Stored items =
PR #16212, opened 2024-01-04
aws: Skip WarmPool checks when it's not enabled

hakman:
/cc @rifelpet @hakuna-matatah 

Ref: https://github.com/kubernetes/kops/pull/16172#issuecomment-1876191111

PR #16213, opened 2024-01-04
aws: Use instance metadata to get warm pool state

rifelpet:
This should eliminate some of the API throttling during scale tests and help with time for nodes to join the cluster

See the example userdata [here](https://docs.aws.amazon.com/autoscaling/ec2/userguide/tutorial-lifecycle-hook-instance-metadata.html#instance-metadata-create-hello-world-function) for usage of this instance metadata endpoint. I confirmed the 404 behavior works on non-ASG instances.

### DIFF
--- a/pkg/model/iam/iam_builder.go
+++ b/pkg/model/iam/iam_builder.go
@@ -1116,6 +1116,9 @@ func addASLifecyclePolicies(p *Policy, enableHookSupport bool) {
 			"autoscaling:DescribeLifecycleHooks",
 		)
 	}
+	// TODO: remove this after k8s 1.29 support is removed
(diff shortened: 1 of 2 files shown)


rifelpet:
Apparently we dont have a presubmit job to test warmpool behavior, just [this](https://testgrid.k8s.io/kops-misc#kops-warm-pool) periodic. but that job should make it clear if this cause any regressions.

hakman:
@rifelpet Could you add the changes from https://github.com/kubernetes/kops/pull/16212 into this?

rifelpet:
> @rifelpet Could you add the changes from #16212 into this?

done

hakman (approved):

What to work on =
Up to and including the line with "This should eliminate", output every line of the records above exactly, starting from the first; output nothing else.

Answer =
PR #16212, opened 2024-01-04
aws: Skip WarmPool checks when it's not enabled

hakman:
/cc @rifelpet @hakuna-matatah 

Ref: https://github.com/kubernetes/kops/pull/16172#issuecomment-1876191111

PR #16213, opened 2024-01-04
aws: Use instance metadata to get warm pool state

rifelpet:
This should eliminate some of the API throttling during scale tests and help with time for nodes to join the cluster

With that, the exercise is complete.